Comme l’ont suggéré d’autres rapports, l’idée est de mieux intégrer l’exercice libéral dans le cursus initial trop « hospitalo-centré » : modules spécifiques, stage de découverte de l’exercice libéral dès le deuxième cycle, valorisation des enseignants libéraux, internat en cabinet, encouragement à l’exercice mixte hospitalo-libéral.

• FMC et évaluation : la profession aux manettes

Les deux syndicats suggèrent une reprise en main du dispositif par la profession. Ils proposent d’organiser un « séminaire fermé » (ministère/caisses/syndicats) avant la fin de l’année. Plusieurs idées sont avancées : appel au financement complémentaire d’assureurs du risque professionnel, promotion de la téléformation, accréditation périodique.

• Des réponses à la judiciarisation

Face à l’augmentation des recours, plusieurs pistes sont tracées : messagerie professionnelle sécurisée, relèvement du plafond de garantie (3 à 10 millions d’euros), couverture des médecins au-delà des 10 ans d’arrêt d’activité, interdiction de l’action récursive de l’ONIAM contre le médecin au-delà de ce délai, révision de la loi Kouchner (création d’un système assurantiel mutualisé), nouvelle procédure amiable.

• Exercice plus collectif

Le modèle prédominant du médecin isolé est révolu (lire aussi page 2). Même si la CSMF et le SML estiment qu’il ne faut surtout pas casser l’existant, il convient de favoriser les pratiques en réseau ou en groupe. Cela suppose un dossier médical professionnel, des projets de maisons de santé pluridisciplinaires pilotés par les professionnels eux-mêmes (de préférence dans les zones déficitaires), le développement de pôles libéraux et la reconnaissance financière du travail de coopération interpro (coordination, administratif…).
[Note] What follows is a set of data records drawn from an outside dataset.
PR #2342, opened 2026-06-25
tool: improve logging and dev connection

leanmendoza:
# What

Unifies logging + remote debugging into a single **scene-inspector channel** and adds a desktop **debug-hub** that brokers it, so `cargo run -- run --target ios/android` gives the same rich on-screen log + inspector experience on a physical device as on desktop — **without changing production behaviour**.

Goals:
- `cargo run -- run --target ios/android` produces the same behaviour as desktop (unified logs, scene inspector, MCP-friendly channel).
- One-command deploy + debug for mobile: auto-starts the hub, wires the scene-inspector, streams device logs.
- iOS **dev relay** (`adb reverse` equivalent) so localhost-only flows (OAuth callbacks, dev servers) reach the Mac from a physical device.
- All of the above **strictly gated out of production builds**.

### xtask (`cargo run -- …`)
- **`debug-hub`** *(new)* — rendezvous broker: device connect-out ↔ many local consumers (logs + tree queries + eval). Flags: `--device-port` (9231, device-facing), `--consumer-port` (9230, **loopback only**), `--bind` (0.0.0.0).
- **`run`** — new flags:
  - `--launch-only` — relaunch the installed app, no build/export/install.
  - `--deeplink "<url>"` — bake a deeplink applied at startup with no CLI args (mobile / TestFlight).
  - `--no-hub` — don't auto-start the hub/scene-inspector; fall back to plain device-log streaming (`adb logcat` / iOS `--console`).
  - `--hub-viewer` — make the hub the sole on-screen log view (no logcat/console duplication).
  - *Behaviour:* android/ios device deploys now **auto-start the debug-hub and wire the scene-inspector** (`adb reverse` / iOS export plugin) by default.
- **`build`** — new flag `--deeplink "<url>"` (same baking as `run`).

### Client runtime args (after `--`, or via deeplink)
- `--test-logging` / `?test-logging=true` *(new)* — logging self-test across every stack (Rust / GDScript / Swift / ObjC / Kotlin) to verify the unified channel + Sentry.
- `--dev-relay=host[:port]` *(new)* — iOS-only, **debug-only** localhost relay to your Mac.
- `--scene-inspector`, `--rust-log` already existed; `run` now injects them automatically on device deploys.

> The debug-WS / scene-inspector protocol verbs (`ping`/`focus`/`scenes`/`scene`/`entity`/`ui_*`/`avatars`/`avatar`/`app_ui`/`eval`) are **unchanged** — the channel just now also carries **logs + network**.

## Production safety (how this stays out of prod)

- **xtask (`src/`) is the dev build tool**, a crate separate from the shipped client (`lib/`). `debug-hub`, the log-server and deeplink-baking **never ship**.
- **debug-hub** keeps the command/eval channel on **loopback (9230)**; only the device-facing port (9231) listens on the LAN.
- **Debug WS server (9230)** auto-starts only on `OS.is_debug_build() && !is_production()`, bound to loopback; **`eval` is hard-gated by `is_production()`**.
- **iOS dev relay + Local Network Info.plist keys** are injected only into **debug exports** — release/TestFlight/App Store IPAs carry neither, so **no Local Network prompt in production**. The relay also needs an explicit `--dev-relay=` host (off by default even in debug).
- The streamed scene-inspector entries carry only `url`/`method`/`status` — **no headers/bodies** (no token leakage); logs/network are opt-in, and capture is inert while no consumer is connected.
- The baked deeplink (`build_config.gd`) is **gitignored and ignored in `-prod` builds**, so a stale file on the `clean:false` iOS self-hosted runner can't leak into a production IPA. Live `?scene-inspector=` deeplinks still work in prod (needed by content tooling).
- Per-component `[INIT]` boot logs sit behind a single flag per stack (`InitLog.ENABLED` / `INIT_COMPONENT_LOGS`), default on, with a TODO to disable.
- The scene-inspector perf snapshot only runs while a consumer is attached.

## Check
- [ ] No regression in Sentry logging for production/staging builds
- [ ] No overhead introduced for production/staging builds (perf snapshot gated by consumer; `[INIT]` logs flag-gated)
- [ ] Scene Inspector still working on Android and iOS
- [ ] MCP connection is seamless (`debug-hub` 9230 ↔ consumer)
- [ ] Release/TestFlight iOS IPA: **no Local Network** keys in Info.plist, no prompt on launch
- [ ] `-prod` build: debug WS off, `eval` returns "eval disabled in production builds", stale `build_config.gd` ignored
- [ ] `--dev-relay=host` is a no-op in release and tunnels on a debug iOS build


godot/src/global.gd
```diff
@@ -194,6 +200,87 @@ func is_gp_benchmark() -> bool:
...
+	if _selftest_done:
+		return
+	var requested := cli.test_logging
+	if not requested and deep_link_obj != null:
+		requested = str(deep_link_obj.params.get("test-logging", "")).to_lower() == "true"
+	if requested:
+		_selftest_done = true
+		_run_logging_selftest.call_deferred()
+
+
```
regenesis-claw, line 267: 🔴 This self-test is reachable in production via `decentraland://open?test-logging=true` — the deeplink param is checked without an `is_debug_build()` or `is_production()` guard. The test deliberately fires `push_error`, `tracing::error!`, `ERR_PRINT`, and `Log.e`, all of which ship to Sentry. Add `if not OS.is_debug_build(): return` at the top of this function to prevent accidental Sentry quota consumption in production.

docs/UNIFIED_DEBUG_CHANNEL_HANDOFF.md
```diff
@@ -0,0 +1,127 @@
+# Unified Debug Channel — Handoff
```
regenesis-claw: 🟡 This reads like internal session handoff notes ("context ran out", "nothing is committed — commit when ready", "how to continue"). It's useful during development but shouldn't ship as permanent documentation. Consider removing it — `docs/UNIFIED_DEBUG_CHANNEL.md` already covers the architecture comprehensively.

godot/src/tool/init_log.gd
```diff
@@ -0,0 +1,18 @@
...
+## Per-component "[INIT] <name>" boot trace, emitted as each autoload / subsystem
+## comes up so the wiring can be verified through the unified debug channel.
+##
+## Static (no instance) so it can be called before the `Global` autoload is ready
+## — `UiSounds` initializes before `Global` — and so the whole set toggles from a
+## single flag.
+##
+## TODO: set ENABLED = false once the boot-wiring verification is no longer needed.
+## These are info-level and currently print on every startup, production included.
+const ENABLED := true
```
regenesis-claw: 🟡 `ENABLED = true` with a TODO to disable means these `[INIT]` lines print on every production startup. They're `print` level (not Sentry), but they add noise. Before final merge, consider gating with `OS.is_debug_build()` or setting `ENABLED = false` for production.

regenesis-claw (commented):
Solid architectural work unifying the logging + scene-inspector + network inspector into a single protocol over one transport — the connect-out model is the right call for iOS, and the production safety design (connection-gated, opt-in capture, eval hard-gated) is well thought out. Reviewed against `REVIEW.md`.

---

### Pre-flight

- ✅ CI: all checks green (Linux, Android, iOS, static checks, clippy)
- ✅ iOS build: present and green — required since the PR touches `plugins/dcl-godot-ios/**`, `plugins/dcl-swift-lib/**`, and the iOS export plugin
- ⚠️ Draft status: PR is *not* marked draft, but author noted it's not final

---

### Findings

**🔴 `test_logging` not gated out of production — Sentry quota risk**

`_maybe_run_logging_selftest()` in `global.gd` is triggered by `--test-logging` CLI or `?test-logging=true` deeplink, with **no `is_debug_build()` or `is_production()` guard**. The self-test deliberately fires `push_error`, `tracing::error!`, `ERR_PRINT` (ObjC), and `Log.e` (Kotlin) — all of which ship to Sentry. A `decentraland://open?test-logging=true` deeplink in production would fire multiple Sentry error events.

Suggested fix: wrap the body of `_maybe_run_logging_selftest` with `if not OS.is_debug_build(): return` (or `is_production()` guard).

**🟡 `docs/UNIFIED_DEBUG_CHANNEL_HANDOFF.md` is internal session state**

This file is a Claude session handoff document ("context ran out", "nothing is committed", "how to continue"). It contains implementation notes useful during development but not reference documentation. Consider removing it from the PR — the companion `docs/UNIFIED_DEBUG_CHANNEL.md` already serves as the architectural reference.

**🟡 `[INIT]` logs print on every startup in production**

`InitLog.ENABLED = true` (GDScript) and `INIT_COMPONENT_LOGS = true` (Rust) emit `print`/`info!` for every component on every launch, including production. These are console-level (not Sentry), so not a quota issue, but they add noise to every user's log output. Both have a TODO to disable. Since the PR description says this isn't final — fine for now, but these should be behind `is_debug_build()` or disabled before merge to main.

**🟡 `DclLogHubLogger::log_message` — `log_error` intentionally not overridden**

The comment explains this is due to a gdext panic with `Array<Gd<ScriptBacktrace>>` on iOS. This means GDScript `push_error`/`printerr` won't flow through the log capture as separate error entries (they'll arrive via `log_message` without the error flag if Godot routes them there, or via `LogHubLayer` for Rust errors). Worth a follow-up issue to revisit once gdext fixes the panic — the unified channel would benefit from capturing GDScript errors with full metadata.

---

### Observations (non-blocking)

- The `debug!`-level `[HTTP]` traces scattered across auth, resource_provider, fetch, and http_queue_requester are well-placed — `debug!` never hits Sentry, and they'll be valuable for network debugging via the unified channel.
- Production safety looks solid: `_generated_deeplink()` returns empty in prod, `eval` is `is_production()`-gated, iOS local-network plist keys are debug-export-only, the perf snapshot is now correctly gated behind `is_consumer_connected()`.
- `EARLY_LOG_RING` uses `std::sync::Mutex` — consistent with the module's existing `std::sync` usage (OnceLock, atomics). The cold-path-only access pattern makes this fine.
- The refactor of `debug_ws_server.gd` into `run_command()` → shared backend is clean — one implementation, two transports, no duplication.
- The Android deeplink-based arg forwarding (replacing the sanitized `command_line_params`) is a good find — the old path was silently broken.

---

### Summary

One blocker: gate `test_logging` out of production to prevent Sentry quota incidents. Two suggestions: remove the handoff doc, and plan to disable `[INIT]` logs before final merge. Overall the architecture is sound and production safety is well-designed.

Requested by Mateo via Slack

kuruk-mm (approved):

regenesis-claw (approved):
Delta re-review (13 new commits since `7660316a`). Reviewed against `REVIEW.md`.

---

### Previous findings — status

| # | Finding | Status |
|---|---------|--------|
| 🔴 | `test_logging` not gated out of production | ✅ Fixed — `_maybe_run_logging_selftest()` now returns early on `is_production()` (commit `2d1d287`). Staging/TestFlight still run it. |
| 🟡 | `docs/UNIFIED_DEBUG_CHANNEL_HANDOFF.md` is session state | ✅ Removed (commit `2d1d287`) |
| 🟡 | `[INIT]` logs print on every production startup | ✅ Removed entirely — `InitLog` class, all `.emit()` call sites, and the Rust `INIT_COMPONENT_LOGS` loop all deleted (commit `2d1d287`). Clean approach: the `test_logging` self-test already covers unified-channel verification. |

All three review items fully addressed. 👍

---

### New changes

**Loopback DebugWs removal (`db9f5d7`)** — clean surgery. The TCPServer listener, peer management, `_handle_message`/`_reply`/`_send`, `start`/`stop`/`is_running`/`get_port`, the `--debug-ws` CLI flag, the Settings → Developer toggle + `.tscn` nodes, and the deeplink handler are all removed consistently. `DebugWsServer` now only holds `run_command()` + focus tracking — the shared backend the scene-inspector bridge calls. No orphan references found.

**iOS remote-debug baking (`b415f84`)** — the export plugin now injects `--remote-debug tcp://<host>:<port>` into `godot_cmdline` when the `REMOTE_DEBUG_FLAG` bit is set. Loopback/wildcard hosts (`127.0.0.1`, `localhost`, `0.0.0.0`, `*`) are rewritten to the machine's LAN IP via `_lan_ip()`. Sensible — the editor's `remote_host` is often set to `0.0.0.0` for the bind-all case, but the device needs a real address.

**Auto-dial hub from debug builds (`global.gd`)** — debug non-prod builds now default to `ws://127.0.0.1:9231` even with no `--scene-inspector` arg. The WS has exponential backoff reconnect (1s → 30s), and capture is still connection-gated, so this is safe. Good DX improvement — `cargo run -- debug-hub` in one terminal is enough to start inspecting.

**Godot engine SHA bump** — `6ddcadb64` → `36d9ae5fa` (remote-debug bind-all + multi-IP fix merged to 4.6.2 fork). The TEMP feature-branch detour (`9b06af7`) was reverted cleanly (`ca954e1`).

**Bug fixes (bundled):**
- `ftue_screen.gd`: null `contact_name` from the destinations API no longer crashes the carousel — properly handles null → hides the creator row instead of showing a raw wallet address. Good defensive fix.
- `nameplate_layer.gd` + `avatar.gd`: start nametag UI at `modulate.a = 0.0` so the stale placeholder doesn't flash; `_apply_nickname_visibility` also zeroes alpha on hide to prevent the 6-frame fade-out artifact.
- `avatar_shape.rs`: set `is_avatar_shape` before `add_child` so the nameplate gate applies from frame 1 — prevents the NPC tag flash.
- `virtual_joystick.gd`: regrab explorer focus on joystick press after dismissing a panel — fixes #2361 (avatar won't move after closing passport).
- `dcl_floating_islands_manager.rs`: destroy orphan islands that are no longer candidates (teleport / scene load), not just by distance — fixes lingering geometry.

All bug fixes are correct and well-commented.

**`unified.sh` race fix** — keeps stdin open with a `sleep` timeout so the WebSocket stays alive long enough for on-device round-trips (loopback was sub-ms but USB/LAN is not). Fallback error message when no reply arrives. Good.

---

### CI

⚠️ iOS build is still in progress at time of review. Linux/Android/static checks from the previous push were all green. The PR touches iOS native plugins so a green iOS build is required before merge — hold for that.

---

### Summary

All previous review items addressed. New changes are clean — the DebugWs loopback removal simplifies the codebase without losing functionality, the bug fixes are solid, and the engine SHA bump is properly pinned. Approving — merge once the iOS build goes green.

Requested by Lean via Slack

• Rémunération : l’aggiornamento nécessaire

La mue s’opère. Si le paiement à l’acte reste prépondérant (avec « forte réévaluation des tarifs »), certaines missions échappent à ce schéma : prévention, astreintes, PDS, tâches administratives… Les syndicats réclament la réforme des consultations, fonction de la durée et de la complexité de l’acte, l’atteinte de la valeur cible des actes techniques et la prise en compte du coût de la pratique. Enfin, ils exigent le secteur optionnel « pour tous ». Autre credo : le paiement à la performance mais « dans le cadre conventionnel ».

• Couverture sociale : apurer le passif de l’ASV

Plusieurs avancées sont réclamées : couverture prévoyance obligatoire aidée par l’État ; hausse de la cotisation retraite complémentaire de 9,2 à 11 % pendant cinq ans ; cotisation transitoire d’ajustement de 2 % du revenu (financé aux deux tiers par les caisses) pour apurer le passif de l’ASV (allocation supplémentaire vieillesse) ; cumul emploi retraite. Pour les femmes médecin libéral, la commission demande des prestations maternité « identiques » à celle du régime général.

• Installation : contrats volontaires dans les déserts

Sans surprise, toute coercition est écartée. Le tandem CSMF/SML défend l’idée d’un « contrat volontaire dans les zones sous-dotées », transitoire, sous forme de cabinet secondaire (payé par les communautés de communes). Le contrat santé solidarité sous peine de taxe est rejeté de même que les signalements d’absences.

• Gagner du temps médical

Plusieurs mesures visent à libérer du temps médical : financement via un forfait structure de personnel qualifié – secrétariat administratif – dans les maisons de santé, informatisation du cabinet médical, rémunération incitative de la dématérialisation…

• Pénalités, sanctions : respecter les droits de la défense

Les syndicats réclament un environnement juridique « équitable » pour l’exercice médical : appel suspensif, voie pénale réservée aux comportements les plus graves, réforme du dispositif des pénalités, refus du délit fondé sur des considérations statistiques.